[Start of section]

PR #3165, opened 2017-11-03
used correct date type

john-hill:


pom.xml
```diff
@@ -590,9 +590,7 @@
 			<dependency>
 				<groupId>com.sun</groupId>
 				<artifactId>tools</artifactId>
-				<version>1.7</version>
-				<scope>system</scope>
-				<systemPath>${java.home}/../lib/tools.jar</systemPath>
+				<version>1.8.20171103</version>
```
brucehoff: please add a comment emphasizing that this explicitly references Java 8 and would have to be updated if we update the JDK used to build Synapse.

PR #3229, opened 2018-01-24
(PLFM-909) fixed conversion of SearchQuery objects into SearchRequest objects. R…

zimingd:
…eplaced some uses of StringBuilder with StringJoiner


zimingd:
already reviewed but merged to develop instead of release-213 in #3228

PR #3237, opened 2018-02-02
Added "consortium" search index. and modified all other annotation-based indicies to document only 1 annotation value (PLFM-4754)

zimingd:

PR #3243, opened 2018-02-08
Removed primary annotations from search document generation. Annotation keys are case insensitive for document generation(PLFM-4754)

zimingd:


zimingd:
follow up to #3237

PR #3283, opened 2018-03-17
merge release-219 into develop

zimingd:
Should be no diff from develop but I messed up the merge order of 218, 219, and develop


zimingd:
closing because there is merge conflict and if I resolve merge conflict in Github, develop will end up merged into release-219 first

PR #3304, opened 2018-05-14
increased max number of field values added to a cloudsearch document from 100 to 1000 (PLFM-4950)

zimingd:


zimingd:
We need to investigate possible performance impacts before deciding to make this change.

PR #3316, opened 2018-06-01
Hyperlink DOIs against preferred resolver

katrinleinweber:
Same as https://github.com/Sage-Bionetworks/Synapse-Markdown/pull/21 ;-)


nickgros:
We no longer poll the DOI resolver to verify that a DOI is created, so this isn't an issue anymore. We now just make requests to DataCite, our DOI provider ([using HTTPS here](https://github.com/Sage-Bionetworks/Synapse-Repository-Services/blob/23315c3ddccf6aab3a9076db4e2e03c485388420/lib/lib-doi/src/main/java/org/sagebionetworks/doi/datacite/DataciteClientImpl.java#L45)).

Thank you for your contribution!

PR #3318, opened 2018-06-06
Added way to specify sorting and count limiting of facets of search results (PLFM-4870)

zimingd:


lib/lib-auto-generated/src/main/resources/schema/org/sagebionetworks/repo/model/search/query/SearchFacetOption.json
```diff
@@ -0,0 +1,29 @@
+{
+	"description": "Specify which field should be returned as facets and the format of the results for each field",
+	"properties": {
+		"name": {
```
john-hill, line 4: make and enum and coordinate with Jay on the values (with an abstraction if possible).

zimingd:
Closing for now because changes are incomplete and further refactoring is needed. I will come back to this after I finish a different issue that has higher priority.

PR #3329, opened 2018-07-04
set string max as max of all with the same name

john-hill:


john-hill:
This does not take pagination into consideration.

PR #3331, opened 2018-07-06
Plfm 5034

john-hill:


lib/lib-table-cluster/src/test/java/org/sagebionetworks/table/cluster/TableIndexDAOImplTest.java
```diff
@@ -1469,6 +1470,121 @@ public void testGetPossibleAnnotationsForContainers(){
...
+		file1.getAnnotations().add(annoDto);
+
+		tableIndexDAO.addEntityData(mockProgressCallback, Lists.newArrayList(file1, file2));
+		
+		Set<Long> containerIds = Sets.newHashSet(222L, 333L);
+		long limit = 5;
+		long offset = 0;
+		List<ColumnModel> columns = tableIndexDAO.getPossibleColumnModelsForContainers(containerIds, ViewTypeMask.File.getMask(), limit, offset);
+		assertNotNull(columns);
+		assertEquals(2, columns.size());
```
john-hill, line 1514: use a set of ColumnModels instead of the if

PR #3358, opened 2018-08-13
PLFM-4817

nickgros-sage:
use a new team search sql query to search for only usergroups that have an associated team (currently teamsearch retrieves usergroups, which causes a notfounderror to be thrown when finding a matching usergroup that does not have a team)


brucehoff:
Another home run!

[End of section]
[Start of section]

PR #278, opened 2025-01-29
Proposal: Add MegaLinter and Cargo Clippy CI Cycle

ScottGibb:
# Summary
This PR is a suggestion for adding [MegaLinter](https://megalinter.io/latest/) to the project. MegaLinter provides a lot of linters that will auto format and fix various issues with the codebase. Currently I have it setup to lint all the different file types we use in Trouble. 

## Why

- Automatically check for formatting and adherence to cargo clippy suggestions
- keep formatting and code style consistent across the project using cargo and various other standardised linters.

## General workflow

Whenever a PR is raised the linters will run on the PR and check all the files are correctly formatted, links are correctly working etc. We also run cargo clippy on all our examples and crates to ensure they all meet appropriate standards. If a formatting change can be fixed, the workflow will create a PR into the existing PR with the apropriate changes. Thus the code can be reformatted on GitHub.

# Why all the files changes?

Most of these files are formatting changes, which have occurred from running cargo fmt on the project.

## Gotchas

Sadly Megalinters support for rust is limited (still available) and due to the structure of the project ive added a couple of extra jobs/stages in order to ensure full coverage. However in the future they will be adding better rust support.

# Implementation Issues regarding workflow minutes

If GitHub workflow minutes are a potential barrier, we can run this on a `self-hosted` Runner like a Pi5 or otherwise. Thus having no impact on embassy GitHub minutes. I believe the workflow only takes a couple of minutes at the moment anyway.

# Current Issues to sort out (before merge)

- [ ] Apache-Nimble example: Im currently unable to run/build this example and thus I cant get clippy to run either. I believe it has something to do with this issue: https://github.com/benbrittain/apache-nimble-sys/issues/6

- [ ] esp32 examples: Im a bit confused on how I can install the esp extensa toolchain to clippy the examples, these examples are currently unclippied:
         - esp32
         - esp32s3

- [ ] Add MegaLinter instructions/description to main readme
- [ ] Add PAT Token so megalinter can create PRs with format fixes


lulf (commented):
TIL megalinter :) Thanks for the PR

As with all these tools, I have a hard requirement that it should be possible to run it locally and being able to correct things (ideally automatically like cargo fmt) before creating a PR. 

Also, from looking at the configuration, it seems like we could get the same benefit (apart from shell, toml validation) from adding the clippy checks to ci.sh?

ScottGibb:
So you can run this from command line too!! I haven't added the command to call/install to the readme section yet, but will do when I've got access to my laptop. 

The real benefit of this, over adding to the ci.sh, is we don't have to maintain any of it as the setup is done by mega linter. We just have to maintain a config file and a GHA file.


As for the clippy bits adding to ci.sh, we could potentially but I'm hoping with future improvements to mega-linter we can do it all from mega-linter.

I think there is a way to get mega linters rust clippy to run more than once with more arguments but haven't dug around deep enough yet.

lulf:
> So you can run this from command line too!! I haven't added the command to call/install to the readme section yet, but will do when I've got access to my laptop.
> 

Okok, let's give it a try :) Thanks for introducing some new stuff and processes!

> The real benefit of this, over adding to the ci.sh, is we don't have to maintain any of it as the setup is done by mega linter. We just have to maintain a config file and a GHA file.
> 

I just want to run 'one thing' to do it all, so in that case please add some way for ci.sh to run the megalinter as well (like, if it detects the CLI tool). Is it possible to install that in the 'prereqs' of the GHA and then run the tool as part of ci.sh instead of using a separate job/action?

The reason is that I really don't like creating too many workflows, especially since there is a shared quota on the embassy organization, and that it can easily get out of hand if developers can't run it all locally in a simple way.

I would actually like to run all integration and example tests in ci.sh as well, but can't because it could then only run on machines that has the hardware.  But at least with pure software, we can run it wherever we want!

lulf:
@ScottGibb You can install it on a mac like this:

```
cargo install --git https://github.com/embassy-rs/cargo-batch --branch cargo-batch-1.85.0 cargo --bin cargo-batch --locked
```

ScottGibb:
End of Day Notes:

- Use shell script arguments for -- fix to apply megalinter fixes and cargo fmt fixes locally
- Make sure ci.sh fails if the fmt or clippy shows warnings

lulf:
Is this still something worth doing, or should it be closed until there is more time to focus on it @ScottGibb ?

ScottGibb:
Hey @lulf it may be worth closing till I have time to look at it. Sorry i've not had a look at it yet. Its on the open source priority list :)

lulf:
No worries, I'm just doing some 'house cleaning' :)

[End of section]

**Assignment**
Copy every line from the data that includes the string "still".

**Expected output**
Sadly Megalinters support for rust is limited (still available) and due to the structure of the project ive added a couple of extra jobs/stages in order to ensure full coverage. However in the future they will be adding better rust support.
Is this still something worth doing, or should it be closed until there is more time to focus on it @ScottGibb ?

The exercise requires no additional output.